Most of Grossbard's assumptions depend on circumstances where marriageable women are in demand. I'm... pretty sure the agreeable-for-women conditions Cowen is thinking about depend on situations where women are either in neutral demand or negative demand, as in regions and cultures where dowrys rather than bride prices are required to secure marriage for a daughter.
Point being that both Cowen or Grossbard can be right. It just depends on who gets to make the marriage (individuals or their parents) and which way the money flows.
Final point: in his post Cowen says
Polygamy ends when children cease to be a net economic asset. As society progresses and urbanizes, there are cheaper ways of having sex with multiple women, if that is one's goal.

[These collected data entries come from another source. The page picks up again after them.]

Issue #213, opened 2026-07-29
Support Instagram `collaborators` on Reels/feed posts


kamol1dn:
### What

Instagram's Content Publishing API accepts a `collaborators` parameter when creating a media container. TryPost doesn't expose it, so posts published through TryPost can't invite collaborators — which for us means doing it by hand on every single Reel.

### Why it matters

We publish a podcast (On The Ground) and our client requires **both co-hosts to be invited as collaborators on every Instagram Reel**. It's a condition of the engagement, not a nice-to-have.

We schedule ~14 clips a week through TryPost. Every one of them currently needs someone to open the Instagram app after it publishes and re-invite the same two accounts. That's 14 manual interventions a week on posts that are otherwise fully automated — and it's the single reason our pipeline isn't hands-off.

Collaborator posts also surface on each collaborator's profile and feed, so this is the difference between one account's reach and three. Any team posting on behalf of a multi-host show or a brand partnership hits the same wall.

### The API shape

Container creation takes an array of usernames:

```http
POST https://graph.facebook.com/{ig-user-id}/media
  media_type=REELS
  video_url=...
  caption=...
  collaborators=["username1","username2"]
```

Supported on **Reels, single images and carousels**. Not supported on Stories.

Notes from Meta's docs worth encoding:

- Max 3 collaborators per post.
- Private accounts can't be tagged as collaborators via the API.
- Invited users get a request and must accept; until they do, the tag isn't public. So a successful publish does **not** mean the collaborator is live — worth reflecting in any UI copy so users aren't confused.
- There's a companion endpoint that returns invite status (`Accepted` / `Pending` / `Declined`), which would make a nice follow-up but isn't needed for v1.

### Suggested scope

Smallest useful version — accept the field and pass it through:

1. `app/Support/PostPlatformMetaRules.php` — add an Instagram key alongside the existing `aspect_ratio`. Something like:

   ```php
   // Instagram / Facebook
   'platforms.*.meta.aspect_ratio' => ['sometimes', 'nullable', 'string', Rule::enum(AspectRatio::class)],
   'platforms.*.meta.collaborators' => ['sometimes', 'nullable', 'array', 'max:3'],
   'platforms.*.meta.collaborators.*' => ['string', 'max:30'],
   ```

[...]

PR #289, opened 2026-08-17
feat: support Instagram collaborators on Reels, images, and carousels

HafizMMoaz:
## Summary

Instagram's Content Publishing API accepts a `collaborators` parameter
(up to 3 usernames) on media container creation. Without it, every Reel
published through TryPost needs a manual re-invite in the Instagram app
afterward - this covers the "smallest useful version" from the issue:
accept the field and pass it through to the container creation call.

## Changes

- `PostPlatformMetaRules::rules()`: `platforms.*.meta.collaborators`
  (array, max 3, each entry a string up to 30 chars - Instagram's
  username length cap), following the exact shape suggested in the
  issue.
- `InstagramPublisher`: a `withCollaborators()` helper adds the field
  (JSON-encoded, matching Meta's expected format and the existing
  `attached_media` JSON-encoding pattern in `FacebookPublisher`) to
  whichever container actually gets published - single image, Reel, or
  the carousel's **parent** container (not per-item children, which
  don't accept it). Reads straight from `$this->postPlatform->meta`
  (same as other instance state already on the class) rather than
  threading a new parameter through every method, which also means it
  survives a carousel publish that resumes after an interruption - the
  parent container isn't created until the resume completes.
- `publishStory()` is untouched - Instagram doesn't support collaborators
  on Stories, so it's simply never added there.

## What I intentionally left out

- **Composer UI**: the issue's suggested scope includes surfacing this
  in the web composer next to Pinterest's board picker etc. I didn't
  add it - it would be the first real usage of the `TagsInput` UI
  primitive in this app (everywhere else that needs an array-of-strings
  input, like Discord mentions, uses a server-side autocomplete instead),
  and I don't have a way to verify it renders/behaves correctly in a
  browser in this environment. Shipping an unverified new UI pattern
  felt riskier than leaving it for a follow-up where someone can
  actually click through it. The feature is fully usable today via the
  public API and MCP tools.
- **Error-code mapping**: the issue suggests mapping a specific Instagram
  error (invalid/private collaborator username) to a friendlier message
  in `InstagramPublishException`. I didn't add a guessed `error_subcode`
  entry - the existing fallback already surfaces Meta's own
  `error_user_msg` when present, and I'd rather not fabricate an
  unconfirmed code mapping (this table is built from Meta's official
  error-code docs, not guesses).
- **Status-check endpoint** (invite Accepted/Pending/Declined): explicitly
  called out in the issue as a v2 follow-up, not needed here.
- **Docs site** (docs.trypost.it): out of scope for this repo.

## Test plan

- [x] `tests/Feature/Services/Social/InstagramPublisherTest.php` - 5 new tests: collaborators on a reel container, on a single-image container, omitted when unset, never sent on a story, and present only on the carousel's parent container (not child items)
- [x] `tests/Unit/PostPlatformMetaRulesTest.php`, `tests/Feature/Api/PostApiPlatformMetaTest.php`, `tests/Feature/Mcp/PostPlatformMetaToolTest.php` - rule presence, cross-platform persistence (API), and MCP create-post coverage, plus a max-3 rejection test in each entry point
- [x] `php artisan test --compact tests/Unit/PostPlatformMetaRulesTest.php tests/Feature/Api/PostApiPlatformMetaTest.php tests/Feature/Mcp/PostPlatformMetaToolTest.php tests/Feature/Services/Social/InstagramPublisherTest.php` - 105 passed

Addresses #213 (validation + publisher; composer UI and error-message mapping left as follow-ups per above)

### DIFF
--- a/app/Services/Social/InstagramPublisher.php
+++ b/app/Services/Social/InstagramPublisher.php
@@ -117,19 +117,21 @@ class InstagramPublisher
             $params['alt_text'] = $alt;
         }
 
-        $containerId = $this->createContainer($instagramId, $params, 'container');
+        $containerId = $this->createContainer($instagramId, $this->withCollaborators($params), 'container');
 
         return $this->finishContainer($instagramId, $accessToken, $containerId);
     }
 
     private function publishReel(string $instagramId, string $accessToken, ?string $content, $media): array
     {
-        $containerId = $this->createContainer($instagramId, [
+        $params = [
             'video_url' => $media->url,
             'caption' => $content,
             'media_type' => 'REELS',
             'access_token' => $accessToken,
-        ], 'reel container');
+        ];
+
+        $containerId = $this->createContainer($instagramId, $this->withCollaborators($params), 'reel container');
 
         return $this->finishContainer($instagramId, $accessToken, $containerId);
     }
@@ -233,12 +235,12 @@ class InstagramPublisher
             $this->waitForMediaProcessing($childId, $accessToken, $workflow);
         }
 
-        $carouselId = $this->createContainer($instagramId, [
+        $carouselId = $this->createContainer($instagramId, $this->withCollaborators([
             'media_type' => 'CAROUSEL',
             'caption' => $content,
             'children' => implode(',', $childContainers),
             'access_token' => $accessToken,
-        ], 'carousel container');
+        ]), 'carousel container');
 
         return $this->finishContainer($instagramId, $accessToken, $carouselId);
     }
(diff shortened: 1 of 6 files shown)


HafizMMoaz:
Good catch - fixed both. Scoped the assertions to the actual /ig_123456789/media container-creation request (excluding media_publish), so they no longer trivially pass against the status-check GET request that also lacks collaborators.

paulocastellano:
@HafizMMoaz i'm closing this pull request in favor of https://github.com/trypostit/trypost/pull/283

It's already done for code review, test, feel free to test it.

I'm planing to merge it today/tomorrow.

Issue #225, opened 2026-08-03
[Enhancement] Use separate models for text/image/audio


rallisf1:
While there are `AI_IMAGE_PROVIDER` and `AI_AUDIO_PROVIDER` environment variables, the model falls back to `AI_TEXT_MODEL`, which is not always capable of outputting image or audio.

I suggest `AI_IMAGE_MODEL` and `AI_AUDIO_MODEL` are added and used in the respected `Ai/Agents` files.

This will enable using Ollama or OpenRouter ( pending #220 ) for all AI features in self-hosted installations.

paulocastellano:
@rallisf1 im backing to home tomorrow, so I will review all your pull requests.

Sorry to delay.

HafizMMoaz:
Dug into this expecting to add AI_IMAGE_MODEL/AI_AUDIO_MODEL, but the premise doesn't match how laravel/ai actually resolves models - wanted to explain before opening a PR that does something different than requested.

config/ai.php already has a model override per provider per capability (OPENAI_IMAGE_MODEL, GEMINI_AUDIO_MODEL, OPENROUTER_IMAGE_MODEL, etc.), and app/Services/Ai/AiImageClient.php already uses it. I checked the laravel/ai vendor source directly: every provider's image/audio default falls back to a hardcoded image/audio model (e.g. OpenAiProvider::defaultImageModel() → 'gpt-image-2'), never to that provider's text model - so there's no fallback bug in code to fix. A single global AI_IMAGE_MODEL would actually be a worse fit than what's there, since model IDs don't share a format across providers.

Also worth knowing: Ollama has no image or audio driver in laravel/ai at all (confirmed in vendor - only text/embeddings), so no config change can make Ollama do image/audio generation specifically. OpenRouter does support both already, unlike Ollama.

The real gap: .env.example never mentions any of these per-provider overrides, only the AI_*_PROVIDER selection vars - so there was no way to discover them without reading config/ai.php source. Opened #290 to surface them there. Happy to add the global vars too if you'd still want them for convenience, but they'd only work cleanly with exactly one provider configured per capability.

rallisf1:
Per provider text/image/audio models makes more sense tbh. I will be able to test in 2 days, the internet sucks where I am now. Took 3 minutes to load the gh issue page :D

rallisf1:
I can confirm the per provider environment variables work.

paulocastellano:
Thank you @rallisf1

PR #290, opened 2026-08-17
docs: surface per-provider AI model override env vars

HafizMMoaz:
## Summary

Investigated this expecting to add `AI_IMAGE_MODEL`/`AI_AUDIO_MODEL`
config as suggested, but found the underlying premise doesn't hold up
against the actual `laravel/ai` package behavior - so this PR does
something narrower and, I think, more correct.

## What I found

- `config/ai.php` already defines a model override **per provider, per
  capability** - `OPENAI_IMAGE_MODEL`, `OPENAI_AUDIO_MODEL`,
  `GEMINI_IMAGE_MODEL`, `XAI_IMAGE_MODEL`, `OPENROUTER_IMAGE_MODEL`,
  `OPENROUTER_AUDIO_MODEL`, `ELEVENLABS_AUDIO_MODEL`, etc. - and
  `app/Services/Ai/AiImageClient.php` already calls `Image::of()`
  through that config.
- There's no text-model fallback bug: I checked the `laravel/ai`
  vendor source directly (`OpenAiProvider::defaultImageModel()`,
  `OpenRouterProvider::defaultImageModel()`, etc.) and each provider's
  image/audio default falls back to a **hardcoded image/audio model**
  when unset, never to that provider's text model.
- A single global `AI_IMAGE_MODEL` (as suggested) would actually be a
  worse fit than what exists - model IDs aren't portable across
  providers (`gpt-image-2` vs. `google/gemini-3.1-flash-image-preview`
  vs. an Ollama tag), so a per-provider override is the correct shape,
  not a regression to fix.
- Ollama specifically has no image or audio driver in `laravel/ai` at
  all (confirmed in vendor - only `TextProvider`/`EmbeddingProvider`
  are implemented), so no config change here can make Ollama do image
  or audio generation. OpenRouter, unlike Ollama, already implements
  both.

The actual gap: `.env.example` only shows `AI_TEXT_PROVIDER` /
`AI_IMAGE_PROVIDER` / `AI_AUDIO_PROVIDER` (which provider to route to)
and never mentions any of the per-provider model overrides that
already exist and work. A self-hoster reading only `.env.example`
would have no way to discover them without reading `config/ai.php`
source - which lines up with the issue's report even though the
mechanism it assumed isn't what's actually happening.

## Change

Added the per-provider model override variables (commented out, as
optional) right after the existing `AI_*_PROVIDER` block in
`.env.example`, with a note on Ollama's text-only support.

## Test plan

No code paths changed - this is `.env.example` documentation only.
Verified `config/ai.php`'s existing wiring and the vendor `laravel/ai`
provider classes referenced above by reading them directly rather than
assuming.

Addresses #225 - happy to also add `AI_IMAGE_MODEL`/`AI_AUDIO_MODEL` globals if you'd still prefer those for convenience, but wanted to flag they'd need to *pick* a provider's model format, which only works cleanly if there's exactly one image/audio provider configured


paulocastellano:
@HafizMMoaz i have improved your pull requested and merged it, thank you!

PR #291, opened 2026-08-17
Fix Facebook/Instagram Page fetch missing New Pages Experience pages

StoriaJames:
## Summary
- `/me/accounts` silently omits Pages under Meta's newer "New Pages Experience" / Business Portfolio model - confirmed via Meta's own Access Token Debugger against a live account where the token's granular scopes showed the Page was explicitly granted (`pages_show_list`, `pages_read_engagement`, `pages_manage_posts` all scoped to the Page's ID), yet `/me/accounts` returned an empty list. Querying the Page node directly by ID worked fine.
- This surfaces to users as "No Facebook Pages found. You need to be an admin of at least one page." even though they are.
- Added a fallback in both `FacebookController::fetchPages()` and `InstagramFacebookController::fetchPagesWithInstagram()`: when `/me/accounts` comes back empty, fall through to Business Manager's `owned_pages`/`client_pages` edges (via `/me/businesses`), using the `business_management` scope (already requested by the Instagram-via-Facebook flow; added to the Facebook flow's scope list in this PR).

## Test plan
- [x] Reproduced against a live self-hosted instance: `/me/accounts` empty for an admin's own New Pages Experience Page, confirmed via Meta's Access Token Debugger that the grant was real and page-scoped, confirmed direct page-ID query worked.
- [x] Applied the fallback, rebuilt, reconnected the same account/Page - Page now found and connected successfully, published a real post through it.
- [ ] Would appreciate a maintainer/community check against a "New Pages Experience" Page under a Business Portfolio with multiple pages, to confirm the selection flow (`selectPage`/`select`) still behaves correctly when the fallback path returns more than one Page.

### DIFF
--- a/.github/workflows/build-storia-image.yml
+++ b/.github/workflows/build-storia-image.yml
@@ -1,0 +1,41 @@
+name: Build Storia Post image
+
+# Builds our patched production image whenever storia-main changes, and
+# pushes it to our own GHCR namespace tagged with the commit SHA (plus a
+# floating `storia-latest`). Boxes running Post clients then just
+# `docker pull` instead of anyone hand-building on a box's own daemon -
+# see the "Post: social-platform OAuth setup" section of storia-hosted-apps'
+# README for how this fits into the wider deploy flow.
+
+on:
+  push:
+    branches:
+      - storia-main
+
+permissions:
+  contents: read
+  packages: write
+
+jobs:
+  build:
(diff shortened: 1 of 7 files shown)


StoriaJames:
Closing and reopening from a branch that contains only this fix - the one I pushed here picked up some unrelated commits from our own fork's main branch by mistake. New PR incoming.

In light of my discussion, above, Cowen can be even more right when he says the key is the net economic asset "value" of children. When it's profitable for a family to retain control over who a child marries they'll do so. When there is little or no such value you get crap like infanticide and children "apprenticed" off for "service" in sweatshops and domestic servitude.
Dumb question: if the "seed spreading," "naturally polygamous" ideologies forwarded by sociobiologists, evolutionary psychologists, and the editors of Esquire and Details were true then where high bride prices are demanded you'd expect at least some men to respond by marrying multiple partners. And yet...
One explanation is that in most such cultures families control not only who their daughters marry but who their sons do as well. Another would be that our notions of sexual scarcity distort the deeper reality that polygamy is virtually always either an economic or political rather than a sexual arrangement. Brigham Young didn't marry 143 women because he wanted to have sex with them -- many or most had property that accrued to their husbands upon marriage.